"Histoire du fils", Marie-Hélène Lafon par Philippe de Potesta
"Histoire du fils", Marie-Hélène Lafon par Philippe de Potesta
"Histoire du fils" de Marie-Hélène Lafon (roman) Buchet-Chastel, nov.2020, 171 p, Prix Renaudot 2020, Libraires de Nancy et du Point. Par Philippe de Potesta
Marie-Hélène Lafon est professeur de lettres classiques à Paris. Son premier roman, "Le soir du chien", a obtenu le Renaudot des lycéens en 2001. Depuis, elle a publié 12 romans et nouvelles.
Le fils, c'est André. La mère, c'est Gabrielle. Le père est inconnu. André est élevé par Hélène, la soeur de Gabrielle et son mari. Il grandit au milieu de ses cousines. Chaque été, il retrouve Gabrielle qui vient passer ses vacances en famille.

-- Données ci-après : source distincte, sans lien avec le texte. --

PR #2398, opened 2023-06-16
CCIP Read ISM

AlexBHarley:
### Description

CCIP Read ISM implementation,

- [x] Contracts
- [x] Relayer
- [x] Example HTTP backend

### Drive-by changes

### Related issues

- Fixes #[2211]

### Backward compatibility

Yes, relayers will skip messages they can't handle.

Yes, relayers won't be able to submit messages that have a CCIP Read ISM.

### Testing

- [x] Manual
- [x] Unit Tests

### General approach

- [x] Get a basic [CCIP Read implementation working](https://github.com/AlexBHarley/permissionless-chainlink-feeds/tree/main/contracts)
- [x] Build a [mock service that serves CCIP Read compatible data](https://github.com/AlexBHarley/permissionless-chainlink-feeds/tree/main/apps/api)
- [x] Update the Relayer to support CCIP Read ISMs


solidity/contracts/isms/ccip-read/AbstractCcipReadIsm.sol
```diff
@@ -0,0 +1,141 @@
...
+        return keccak256(_message.body());
+    }
+
+    /**
+     * @notice Returns the signature at a given index from the metadata.
+     * @param _metadata ABI encoded module metadata
+     * @param _index The index of the signature to return
+     * @return signature Packed encoding of signature (65 bytes)
+     */
+    function signatureAt(bytes calldata _metadata, uint256 _index)
```
yorhodes, line 132: ideally the abstract CCIP ism doesnt know about signatures or digests
that being said I understand you wanted to just get something working

AlexBHarley:
After chatting with @nambrot last week I've taken a slightly different approach to the original one, interested to hear what you guys think. An implementation of a CcipReadIsm can be found [here](https://github.com/AlexBHarley/permissionless-chainlink-feeds/).

I have a couple open questions I'm not sure about,

- Is there any value in the `AbstractCcipReadIsm` living in the monorepo? I feel it's OK for consumers to implement this logic themselves, but on the other hand it's nice to have the `OffchainLookup` error well-typed for use in the relayer
- Do we actually want to call this `CcipRead`? While it's quite close to matching the spec, it doesn't exactly and that could confuse client side implementations. e.g., relayer queries for information on the destination chain, but the callback function (Mailbox.process) is not only a different contract but a different chain. Simply calling it `OffchainRead` could be better
- If we do keep with CCIP Read, using the custom error approach, I'm unsure how to better parse these. [This section of the code](https://github.com/hyperlane-xyz/hyperlane-monorepo/pull/2398/files#diff-5d0308f2ded7da5abaff992e4e8eee32845b360c1a9f522ff2f9bdd4c8a14b59R54) is what I'm referring to. Right now I do a Regex match to pull the error out which feels messy

solidity/contracts/isms/ccip-read/AbstractCcipReadIsm.sol
```diff
@@ -0,0 +1,85 @@
...
+        uint8(IInterchainSecurityModule.Types.CCIP_READ);
+
+    // ============ Mutable Storage ============
+
+    /// @notice The URLs to query for offchain data from.
+    string[] public offchainUrls;
+
+    /// @notice Data to pass back to the callback function.
+    // slither-disable-next-line uninitialized-state
+    bytes public offchainExtraData;
```
nambrot, line 46: Does this need to be specified here? IMO there is no need to prescribe that this data is stored in storage right?

solidity/contracts/isms/ccip-read/AbstractCcipReadIsm.sol
```diff
@@ -0,0 +1,85 @@
...
+import {IMailbox} from "../../interfaces/IMailbox.sol";
+import {Message} from "../../libs/Message.sol";
+import {AbstractMultisigIsm} from "../multisig/AbstractMultisigIsm.sol";
+
+/// @param sender the address of the contract making the call, usually address(this)
+/// @param urls the URLs to query for offchain data
+/// @param callData context needed for offchain service to service request
+/// @param callbackFunction function selector to call with offchain information
+/// @param extraData additional passthrough information to call callbackFunction with
+error OffchainLookup(
```
nambrot, line 16: Might be useful to comment here the slightly off-spec way of using this event?

solidity/contracts/isms/ccip-read/AbstractCcipReadIsm.sol
```diff
@@ -0,0 +1,85 @@
...
+        view
+        returns (bool)
+    {
+        revert OffchainLookup(
+            address(this),
+            offchainUrls,
+            _calldata,
+            // Note: consumers of getOffchainVerifyInfo should call the destination
+            // chain mailbox.process(_metadata, _message)
+            IMailbox.process.selector,
```
nambrot, line 81: Couldn't you get full compliance by calling specifying a function called `process(metadata, message)` which would just call the mailbox (which would call the ISM)?

solidity/contracts/isms/ccip-read/AbstractCcipReadIsm.sol
```diff
@@ -0,0 +1,85 @@
...
+
+    // ============ External Functions ============
+
+    /**
+     * @notice Reverts with the data needed to query information offchain before
+     * mailbox submission
+     * @dev See https://eips.ethereum.org/EIPS/eip-3668 for more information
+     * @return bool Ignored
+     */
+    function getOffchainVerifyInfo(bytes calldata _calldata)
```
nambrot, line 70: This should be _message right?

solidity/contracts/isms/ccip-read/AbstractCcipReadIsm.sol
nambrot: In that case you probably should make the mailbox part of this interface? Though IMO its probably fine for the contracts that are meant for this use case to not be full spec-compliant

solidity/contracts/test/TestCcipReadIsm.sol
```diff
@@ -0,0 +1,42 @@
...
+
+import {IInterchainSecurityModule} from "../interfaces/IInterchainSecurityModule.sol";
+import {IMultisigIsm} from "../interfaces/isms/IMultisigIsm.sol";
+import {AbstractCcipReadIsm} from "../isms/ccip-read/AbstractCcipReadIsm.sol";
+import {Message} from "../libs/Message.sol";
+
+contract TestCcipReadIsm is AbstractCcipReadIsm {
+    using Message for bytes;
+
+    address[] public validators;
```
nambrot, line 12: Is this still intentional here?

solidity/contracts/isms/ccip-read/AbstractCcipReadIsm.sol
```diff
@@ -0,0 +1,85 @@
...
+        returns (bool)
+    {
+        revert OffchainLookup(
+            address(this),
+            offchainUrls,
+            _calldata,
+            // Note: consumers of getOffchainVerifyInfo should call the destination
+            // chain mailbox.process(_metadata, _message)
+            IMailbox.process.selector,
+            offchainExtraData
```
nambrot, line 82: IMO, consumers should explicitly have to specify this (and not rely on the abstract contract passing something from storage (which very well may be uninitialized). If you want to, you can  make this into an internal function that a consumer has to override

rust/agents/relayer/src/msg/metadata/ccip_read.rs
```diff
@@ -0,0 +1,100 @@
...
+        const CTX: &str = "When fetching CcipRead metadata";
+        let ism = self.build_ccip_read_ism(ism_address).await.context(CTX)?;
+
+        let response = ism.get_offchain_verify_info(message.body.clone()).await;
+        let info: OffchainLookup = match response {
+            Ok(_) => {
+                info!("incorrectly configured getOffchainVerifyInfo, expected revert");
+                return Ok(None);
+            }
+            Err(raw_error) => {
```
nambrot, line 53: Probably should have send this to you earlier, but have you seen https://github.com/ensdomains/ethers-ccip-read. I wonder if we could reuse logic from there (looks possible?)

I think @yorhodes and I had chatted that the requirement in the spec to require the `data` field in the JSON response is not great, but services like CCTP actually are already compliant https://developers.circle.com/stablecoin/reference/getattestation

nambrot: (Might have to fork it and have it return the calldata of the final call)

solidity/contracts/isms/ccip-read/AbstractCcipReadIsm.sol
```diff
@@ -0,0 +1,85 @@
+// SPDX-License-Identifier: MIT OR Apache-2.0
```
nambrot, line 1: I assume you were planning on it, but a bit more of a README to show how folks should implement this contract would be nice

solidity/contracts/mock/MockMailbox.sol
```diff
@@ -13,7 +13,7 @@ contract MockMailbox is Versioned {
 
     // ============ Constants ============
     uint32 public immutable localDomain;
-    uint256 public constant MAX_MESSAGE_BODY_BYTES = 2 * 2**10;
+    uint256 public constant MAX_MESSAGE_BODY_BYTES = 3 * 2**10;
```
nambrot, line 16: Was this neccessary?

nambrot:
> * Is there any value in the `AbstractCcipReadIsm` living in the monorepo? I feel it's OK for consumers to implement this logic themselves, but on the other hand it's nice to have the `OffchainLookup` error well-typed for use in the relayer

For sure, IMO its critical to have it in the monorepo as its the reference for the agent implementation as well. Like i commented, it should also include instructions for the spec of this ISM, i.e. how do I override it, what interface does my offchain service have to comply with, etc. Like another comment of mine, the consumer should be forced to implement the extra data of the revert message though.

> * Do we actually want to call this `CcipRead`? While it's quite close to matching the spec, it doesn't exactly and that could confuse client side implementations. e.g., relayer queries for information on the destination chain, but the callback function (Mailbox.process) is not only a different contract but a different chain. Simply calling it `OffchainRead` could be better

Hmm, i'm not sure that I'm following. The relayer would query the ISM on the destination chain for the `OffchainRead` revert message, to then call the Mailbox.process on that very same chain no? (You could even have the ISM call Mailbox.process if you wanted to, to be fully compliant) 

> * If we do keep with CCIP Read, using the custom error approach, I'm unsure how to better parse these. [This section of the code](https://github.com/hyperlane-xyz/hyperlane-monorepo/pull/2398/files#diff-5d0308f2ded7da5abaff992e4e8eee32845b360c1a9f522ff2f9bdd4c8a14b59R54) is what I'm referring to. Right now I do a Regex match to pull the error out which feels messy

You should be able to look at this https://github.com/ensdomains/ethers-ccip-read/blob/main/src/middleware.rs#L243C1-L244C1

nambrot:
Also putting a review here for the ChainlinkISM since there is no PR to look at:
- It would be nice to see a diff of the original OffchainAggregator and yours. I have terrible memory, but remind me why the Aggregator even has to be modified at all? I thought we were good with making storage writes in the verify function?
- Are you using `HyperlaneConnectionClient` just to have a storage variable for the mailbox? In which case it might be preferable to not have that dependency.
- Why is `verify` permission to `onlyMailbox`?
- Are etherscan keys required? IMO etherscan lets you do 1 request every 5 seconds which should maybe be fine?
- It would be nice to link to a deployment somewhere (for both the service, and the feed on an EVM chain, and show it replicating via etherscan view calls)

solidity/contracts/mock/MockMailbox.sol
AlexBHarley: Yes, the Chainlink messages are too big

AlexBHarley: True... Yes I will revert this

nambrot:
@yorhodes called out that an alternate path for this implementation is to put the CCIP read middleware at the provider level and then have estimate gas to `mailbox.process` just automatically populate the metadata. However, that is probably more involved as there is no out of the box middleware that can be used for this purpose (yet). @AlexBHarley 's approach is sufficient as it enables ISM development without relayer changes, and is technically possible to be spec compliant, and we can always introduce the alternate way in the future

solidity/contracts/Mailbox.sol
```diff
@@ -30,7 +30,7 @@ contract Mailbox is
 
     // ============ Constants ============
 
-    // Maximum bytes per message = 2 KiB (somewhat arbitrarily set to begin)
+    // Maximum bytes per message = 3 KiB (somewhat arbitrarily set to begin)
```
nambrot, line 33: Undo this

solidity/contracts/interfaces/IInterchainSecurityModule.sol
```diff
@@ -9,7 +9,8 @@ interface IInterchainSecurityModule {
         LEGACY_MULTISIG,
         MERKLE_ROOT_MULTISIG,
         MESSAGE_ID_MULTISIG,
-        OPTIMISM
+        OPTIMISM,
```
nambrot, line 12: FYI https://github.com/hyperlane-xyz/hyperlane-monorepo/pull/2420/files#diff-7d0323c3aa18eb73dd096474183d65c5d2495f0ea62685db5e6f7117c96e63fcR12

AlexBHarley: Oh yep, which do we think will be merged first? This or that PR

rust/agents/relayer/src/msg/metadata/ccip_read.rs
AlexBHarley: For posterity, it seemed a little complicated to use [ethers-ccip-read](https://github.com/ensdomains/ethers-ccip-read) in the relayer. The types used internally don't line up terribly well, and for a simple GET/POST call I also didn't think it's worth bringing in an extra dep

solidity/contracts/interfaces/IInterchainSecurityModule.sol
nambrot: There is no rush on either of them, asked @yorhodes to take a peek at this one before we merge

rust/agents/relayer/src/msg/metadata/ccip_read.rs
yorhodes: I think it's a bit more complicated than implemented here
eg supporting recursive offchain lookups
happy to punt for now but this feels like a good place to minimize surface area

solidity/contracts/interfaces/isms/ICcipReadIsm.sol
```diff
@@ -0,0 +1,18 @@
...
+
+import {IInterchainSecurityModule} from "../IInterchainSecurityModule.sol";
+
+interface ICcipReadIsm is IInterchainSecurityModule {
+    /**
+     * @notice Reverts with the data needed to query information offchain
+     * and be submitted via the origin mailbox
+     * @dev See https://eips.ethereum.org/EIPS/eip-3668 for more information
+     * @param _message data that will help construct the offchain query
+     * @return bool Ignored
```
yorhodes, line 12: why have a return value at all?

solidity/contracts/isms/ccip-read/AbstractCcipReadIsm.sol
```diff
@@ -0,0 +1,60 @@
...
+    uint8 public constant moduleType =
+        uint8(IInterchainSecurityModule.Types.CCIP_READ);
+
+    // ============ External Functions ============
+
+    /**
+     * @notice Reverts with the data needed to query information offchain before
+     * mailbox submission
+     * @param _message the Hyperlane encoded message
+     * @return bool Ignored
```
yorhodes, line 53: why?

solidity/contracts/isms/ccip-read/AbstractCcipReadIsm.sol
```diff
@@ -0,0 +1,60 @@
...
+ * @dev The AbstractCcipReadIsm provided by Hyperlane is left intentially minimalist as
+ * the range of applications that could be supported by a CcipReadIsm are so broad. However
+ * there are few things to note when building a custom CcipReadIsm.
+ *
+ * 1. `getOffchainVerifyInfo` should revert with a `OffchainLookup` error, which encodes
+ *    the data necessary to query for offchain information
+ * 2. For full CCIP Read specification compatibility, CcipReadIsm's should expose a function
+ *    that in turn calls `process` on the configured Mailbox with the provided metadata and
+ *    message. This functions selector should be provided as the `callbackFunction` payload
+ *    for the OffchainLookup error
```
yorhodes, line 24: IIUC we wouldn't need to do this "pointer indirection" because the `Mailbox.process` would bubble up the revert reason from the `ism.verify` call

solidity/package.json
```diff
@@ -3,6 +3,7 @@
   "description": "Core solidity contracts for Hyperlane",
   "version": "1.3.5",
   "dependencies": {
+    "@eth-optimism/contracts": "^0.6.0",
```
yorhodes, line 6: ?

yorhodes (approved):
big unlock for new ISMs 🚀

solidity/contracts/interfaces/isms/ICcipReadIsm.sol
AlexBHarley: Good point, no idea

solidity/contracts/isms/ccip-read/AbstractCcipReadIsm.sol
AlexBHarley: Let me be a little pedantic, spec wise, for a second. There's two ways for CCIP Read contracts to work,

1. Call some function, ie. `getOffchainVerifyInfo` which describes how to get and submit the off chain info to a callback
2. Call the function you actually want to call, ie. `Mailbox.process`, which reverts in the absence of off chain data but describes how to get the data. Allowing the caller to then call the function again.

I opted for option 1 because the Mailbox is not CCIP Read aware, so we break a core invariant in CCIP Read that states `If the sender field does not match the address of the contract that was called, return an error to the caller and stop.`. The Mailbox would need to catch the ISM error and revert with its own `OffchainLookup` error in turn.

The Relayer doesn't respect the callback function anyway so it's kind of irrelevant. But IMO option 1 at least has the option of being totally spec compliant if we want

yorhodes: that checks out
I do still prefer option 2 in theory but requiring the Mailbox to be CCIP read aware is quite a departure from the expected scope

Entre Figeac, dans le Lot, Chanterelle ou Aurillac, dans le Cantal, et Paris, "Histoire du fils" sonde le coeur d'une famille, ses bonheurs ordinaires et ses vertiges les plus profonds, ceux qui creusent des galeries dans les vies, sous les silences.
Ce roman, bien que court et ne relatant que douze journées étalées de 1908 à 2008, en dit beaucoup sur l'histoire se rapportant à deux familles. Beaucoup de protagonistes en font partie. Un petit exercice cérébral nécessaire cependant pour retenir de nombreux prénoms ... Voilà mon seul reproche pour cette lecture.
Loin de l'ennui des grandes sagas interminables, on est plongé tout en subtilité dans nombres de destinées avec leurs tragédies, leurs bonheurs, leurs discours et leurs silences. Parmi eux, entre autres, des jumeaux, deux soeurs très différentes qui se soutiennent malgré tout.
Marie-Hélène Lafon commence son récit en parlant des deux jumeaux Lachalme; dont Armand qui dès son jeune âge évolue dans sa maison en humant toutes les odeurs afin de trouver ses repères.
Avec une écriture précise et douce comme le pinceau qui se pose sur la toile, elle nous enchante et on se régale.
Sa syntaxe est juste et un florilège d'adjectifs judicieux retient toute notre attention. Elle s'est identifiée au petit Armand pour nous livrer à sa manière les senteurs et les couleurs de l'environnement qu'elle désire nous faire découvrir. Un peu à la manière de la romancière belge Edmée de Xavée ("Silencieux tumultes")
Armand : (p14) "Il réfléchit beaucoup aux odeurs et aux couleurs des gens, des choses, des pièces ou des moments. Georges sent la confiture de prunes, quand la tante laisse cuire longtemps en été dans la bassine de cuivre". "Amélie sent la rivière, au printemps, la rivière haute des neiges fondues." "Paul sent le vent et la lame froide des couteaux qui sont dans la cuisine."
Tout nous parvient, palpable et coloré grâce à l'expertise d'écriture de Marie Lafon; nous sommes plongés dans son récit comme dans les meilleurs films d'ambiances et d'atmosphères de Milos Forman. Beaucoup d'études sur les caractères et les ressentis sont déployées de façon précise et expressive.
Après la guerre, en 1945, voici, à titre d'exemple, le regard que pose Gabrielle sur son fils André, p120 : "Résistant, respecté et reconnu, courageux, solide, fiable et loyal.
Elle s'arrange avec cette litanie glorieuse, elle pourrait être fière, elle l'est sans doute, mais elle l'est surtout parce qu'André est beau. Un beau héros. Il tient de son père l'allure, l'élan du corps, la ligne des épaules et des hanches, quelque chose qui , plus de vingt ans après, émeut encore la femme vieillissante qu'elle est devenue.
De la beauté d'André, Gabrielle se sent responsable; ça la regarde, tandis que le riche cortège de ses vertus héroïques, que l'époque révèle et célèbre, ne la concerne que de très loin."
Je concluerai en ne vous cachant pas que j'ai beaucoup aimé ce roman si parfaitement écrit avec brio. Il y a fort à parier qu'on parlera encore dans le futur de Marie Hélène Lafon.